Outro tema que está deixando boa parte dos empresários muito preocupados é com a possibilidade de o salário regional no Paraná saltar para até R$ 765 para algumas categorias que não tem acordo coletivo de trabalho. A proposta, apresentada pelo governador Roberto Requião no dia 5, está tirando o sono de muita gente. Segundo o presidente do Sescap-Ldr, Marcelo Odetto Esquiante, os escritórios de contabilidade já estão recebendo consultas sobre o assunto.
A proposta do governador Roberto Requião divide-se em grupos de atividades. O grupo I, formado por trabalhadores na agricultura, que recebem R$ 605,52, passaria a ter como piso R$ 663,00. Ou seja, uma variação equivalente a 9,5%. Com o reajuste, os rendimentos nesta primeira faixa ficariam 30% maiores que o salário mínimo brasileiro.
No grupo II, seriam enquadrados os antigos grupos 2, 3 e 4, trabalhadores em serviços administrativos, domésticos e gerais, vendedores e trabalhadores de reparação. O salário estadual aumentaria de R$ 615,10 para R$ 688,50 (+11,9%). Na comparação com o piso nacional, o valor proposto é 35% maior.
Para o grupo III, trabalhadores na produção de bens e serviços industriais, o mínimo regional vai de R$ 625,06 para R$ 714,: variação de 14,2 pontos percentuais. Se aceito, o novo salário comprará 40% mais que o mínimo nacional. O grupo IV, composto por técnicos de nível médio, que hoje tem previsto em lei salários de R$ 629,45, passaria a tem por direito piso salarial de R$ 765 (+21,5%). Significa que o maior valor do piso estadual seria equivalente a 50% mais que o salário mínimo nacional.
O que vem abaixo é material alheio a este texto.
PR #8778, opened 2022-06-01
refactor: configurable error images

### LINKED ISSUE #7043: Embed not found image in each domain instead of external domain?
## 💡 Summary

The "not-found" image is external and not local

## 🙂 Expected Behavior

Image should point to instance folder not external

## ☹️ Actual Behavior

Image pointing to external

## 📝 Steps to Reproduce

1. Visit `https://misskey.io/anything-here`
2. View image url

## 📌 Environment

Misskey 12.65.3

### LINKED ISSUE #8356: meta.errorImageUrl is unused
## 💡 Summary

The database field `meta.errorImageUrl` is unused.

1. Use it in the client to solve #7043. It should also be added back to the admin menu.
2. Remove the dead code and database field.

## 📌 Environment

Misskey version: all 12.x.x

Johann150:
# What
Make the error images configurable. They are configurable in `.config/default.yml`. With the default values the behaviour stays the same as it is currently.

The `mascotImageUrl` and `errorImageUrl` columns are removed from the `meta` database table because they were not used before. The possibility to adjust them via the admin API is also removed.

# Why
Some people want to either theme their instance with special images or do not find the currently used images appropriate for their use cases. Some people also do not want their instances to link to external resources.

fix #7043
fix #8356
related: https://github.com/misskey-dev/misskey/pull/3589#issuecomment-446121344

### DIFF
--- a/.config/example.yml
+++ b/.config/example.yml
@@ -146,3 +146,9 @@ id: 'aid'
 
 # Upload or download file size limits (bytes)
 #maxFileSize: 262144000
+
+# Images that will be shown by the web client, for example for error pages.
+#images:
+#  error: 'https://xn--931a.moe/assets/error.jpg'
+#  not_found: 'https://xn--931a.moe/assets/not_found.jpg'
+#  info: 'https://xn--931a.moe/assets/info.jpg'
--- a/packages/backend/migration/1654124623992-remove-unused-image-urls.js
+++ b/packages/backend/migration/1654124623992-remove-unused-image-urls.js
@@ -1,0 +1,14 @@
+export class removeUnusedImageUrls1654124623992 {
+	name = 'removeUnusedImageUrls1654124623992'
+
+	async up(queryRunner) {
+		await queryRunner.query(`ALTER TABLE "meta" DROP COLUMN "mascotImageUrl"`);
+		await queryRunner.query(`ALTER TABLE "meta" DROP COLUMN "errorImageUrl"`);
+	}
+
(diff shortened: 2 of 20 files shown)


Johann150:
I tested it with some different images:

<details>
<summary>screenshot: empty announcements list</summary>

image
</details>

<details>
<summary>screenshot: not found page</summary>

image
</details>

<details>
<summary>screenshot: error when trying to view a note that does not exist</summary>

image
</details>

pixeldesu (approved):

syuilo:
What is the reason for making it configurable in the configuration file instead of the DB?

Johann150:
I think the images are something that will usually be configured only once, so not using the database in this case can improve performance because it does not have to be unnecessarily reloaded from the database.

syuilo:
Since instance icon is stored in database, it would be better to unify one or the other in the future.

syuilo:
Since those images are prefetched in `backend/src/server/web/base.pug`, it is necessary to update that as well.

Johann150:
prefetch has been updated too

syuilo:
I think that the error image settings are client-specific settings, and it is a bit unnatural to have them in the server configuration file, and it would be more convenient to have them in the GUI, so I will implement the settings in the database.
Thanks anyway.

Johann150:
Next time just clearly tell me you do not want it instead of asking for adjustments. 💢

syuilo:
Sorry, did not have time to consider that in depth.

Issue #8785, opened 2022-06-04
federation: use `source` instead of custom `_misskey_content`


Johann150:
## Summary
It would be more in line with the ActivityPub specification to use the `source` attribute defined by ActivityPub (see [ActivityPub 2018 § 3.3](https://www.w3.org/TR/2018/REC-activitypub-20180123/#source-property)) to convey the original MFM markup. The custom `_misskey_content` should be deprecated in favor of it. From the specification:

<blockquote>

The `source` property is intended to convey some sort of source from which the `content` markup was derived, as a form of provenance, or to support future editing by clients. In general, clients do the conversion from `source` to `content`, not the other way around.

**Example 8:**
```json
{
  "@context": ["https://www.w3.org/ns/activitystreams",
               {"@language": "en"}],
  "type": "Note",
  "id": "http://postparty.example/p/2415",
  "content": "<p>I <em>really</em> like strawberries!</p>",
  "source": {
    "content": "I *really* like strawberries!",
    "mediaType": "text/markdown"}
}
```
</blockquote>

For MFM it could look something like this:
```json5
{
  "@context": [
    "https://www.w3.org/ns/activitystreams",
    // ...
  ],
  "type": "Note",
  "id": "http://misskey.example/notes/913n7143qa",
  "content": "<p>I <em>really</em> like strawberries!</p>",
  "source": {
    "content": "I *really* like strawberries!",
    "mediaType": "text/x.misskeymarkdown"
  },
  // ...
}
```
(The `text/x.misskeymarkdown` is just a suggestion that is compliant with [RFC 6838 § 3.4](https://datatracker.ietf.org/doc/html/rfc6838#section-3.4).)

Johann150:
The question is how to accomodate older versions of Misskey with this. I think for the time being we may want to send both for the time being. After some time has passed, the `_misskey_content` attribute could then be removed completely.

Johann150:
> you could/should probably use json-ld contexts to provide the migration path via aliases
> @CosmicToast https://github.com/misskey-dev/misskey/pull/8787#issuecomment-1153997532

In the case of Misskey and I think some other fediverse software ActivityPub is handled as JSON, not fully JSON-LD processed. So while I agree it would be good to have I don't think it is very important for our use case.

CosmicToast:
probably still a solid thing to do given it's how the spec works, I think

Johann150:
Thinking about it a bit more I'm not sure what exactly you mean with "migration path".

[...]

PR #8787, opened 2022-06-05
enhance(federation): use ActivityPub defined property in favour of proprietary property.

Johann150:
# What
Add ActivityPub `source` property.

For now this continues to write and read the `_misskey_content` property. This change is therefore fully backward compatible.

# Why
related to #8785. This PR does not completely fix that issue yet: The `_misskey_content` attribute should be removed in the future. I think we should wait *at least* 3 months after initial release of this change before removing `_misskey_content`.


tamaina:
p1.a9z.devに適用してみた

syuilo:
👍🏻

CosmicToast:
you could/should probably use json-ld contexts to provide the migration path via aliases

Issue #1243, opened 2018-08-03
Don't sort by name_de by default


karyon:
Several models have `name_de` as their default `ordering`. That's almost always the wrong choice, since either we want to sort by `name` (this is the localized name, either `name_de` or `name_en`, and must be sorted in the views), or we want to sort by `pk` or `created_at` or something similar.

We should probably remove that. Maybe do some spot tests (search for e.g. `Course.objects`, `.courses` and `.course_set`) whether there are any places that actually need sorting, but don't explicitly specify any.

PR #1255, opened 2018-08-29
Sortable course types

janno42:
enables explicitly sorting course types. they were sorted by their german name before.


karyon:
why would staff users want to manually sort course types? wouldn't sorting by name (of course respecting the current locale) or by usage (number of courses that have that type) be sufficient?

karyon:
ref #1243

janno42:
I want to sort them by importance. Lectures and seminars come first, then some projects, "Other" courses are last. Reason is the filter list on the results page which should be ordered in this way.

karyon:
what about automatically sorting them by the number of courses that have that type? that does not require any user interaction and is less arbitrary than the subjective opinion of a staff member.

janno42:
i would argue it's more or less the same as with degrees. there is kind of a "natural" order of the course types that can be set manually. E.g., "Soft skills colloquium" is used quite often but still less important than every other "regular" course type.

evap/staff/forms.py
```diff
@@ -102,6 +102,11 @@ def clean(self):
 
 
 class CourseTypeForm(forms.ModelForm):
+    def __init__(self, *args, **kwargs):
+        super().__init__(*args, **kwargs)
+
+        self.fields["order"].widget = forms.HiddenInput()
```
karyon: i see we use these `HiddenInput`s a lot, but is there a reason why we can't just exclude the field from `fields`?

janno42: the field must be included in the form to post the new value after reordering and saving the form, doesn't it?

karyon: oh, i didn't realize that this is the form used on the course type index page.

''Este reajuste previsto, que no grupo IV é de 21,5% é incompatível com a realidade do mercado. Veja, a inflação de 2010 deve ficar em torno de 4%. Neste caso o aumento real seria de mais de 17%. Temos que lembrar que 2009 foi um ano de crise e as empresas estão descapitalizadas. Como conseguirão pagar tudo isso?'', questiona Esquiante. Segundo ele, como comparativo, um trabalhador em serviços domésticos ganhará R$ 145,00 a mais do que uma professora de pré-escola (formada em pedagogia) cujo salário é de R$ 543,84.
O presidente da Assembleia, deputado Nelson Justus, adiantou que a aprovação deverá ser unânime. ''Historicamente os deputados sempre votaram a favor do salário mínimo regional e não seria diferente neste momento'', afirma Justus.
Segundo Esquiante os valores propostos, se aprovados pela Assembleia Legislativa, que deve receber o projeto no dia 1º de fevereiro quando os parlamentares retornarem ao trabalho, vão pressionar os reajustes nas convenções coletivas de todas as categorias e podem provocar perda de competitividade. ''A tendência das empresas que deixam de ser competitivas é reduzir quadro de trabalhadores. Se o projeto for aprovado de forma irresponsável, apenas olhando o aspecto eleitoral, pode trazer sérios prejuízos para o Paraná'', afirma Esquiante.